* Work to be completed: Whenever a line contains the string "PathElements", copy it out of the entries.

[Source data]
PR #112, opened 2019-10-02
Improve Value and PathElement String()

apelisse:
PathElements are frequently turned into strings to find out if a path has already been evaluated. Values are part of PathElements so they are also turned into strings. That's a non-negligible improvement.

```
benchmark                                   old ns/op     new ns/op     delta
BenchmarkOperations/Pod/Update-12           384166        329574        -14.21%
BenchmarkOperations/Node/Update-12          576277        498512        -13.49%
BenchmarkOperations/Pod/Apply-12            543377        482016        -11.29%
BenchmarkOperations/Node/Apply-12           764054        684379        -10.43%
BenchmarkOperations/Endpoints/Apply-12      2065245       1997567       -3.28%
BenchmarkOperations/Endpoints/Update-12     55470         53943         -2.75%

benchmark                                  old allocs     new allocs     delta
BenchmarkOperations/Node/Update-12         1155           967            -16.28%
BenchmarkOperations/Node/Apply-12          1876           1581           -15.72%
BenchmarkOperations/Pod/Update-12          843            727            -13.76%
BenchmarkOperations/Pod/Apply-12           1179           1024           -13.15%
BenchmarkOperations/Endpoints/Apply-12     3142           3043           -3.15%
```

### DIFF
--- a/fieldpath/element.go
+++ b/fieldpath/element.go
@@ -17,8 +17,8 @@ limitations under the License.
 package fieldpath
 
 import (
-	"fmt"
 	"sort"
+	"strconv"
 	"strings"
 
 	"sigs.k8s.io/structured-merge-diff/value"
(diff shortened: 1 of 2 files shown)


lavalamp:
> PathElements are frequently turned into strings to find out if a path has already been evaluated

Where? This shouldn't be done?

lavalamp:
We should just store the path or path element and use Less (and/or use or implement Equals if not already).

apelisse:
Will replace with something else.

* Result:
PathElements are frequently turned into strings to find out if a path has already been evaluated. Values are part of PathElements so they are also turned into strings. That's a non-negligible improvement.
> PathElements are frequently turned into strings to find out if a path has already been evaluated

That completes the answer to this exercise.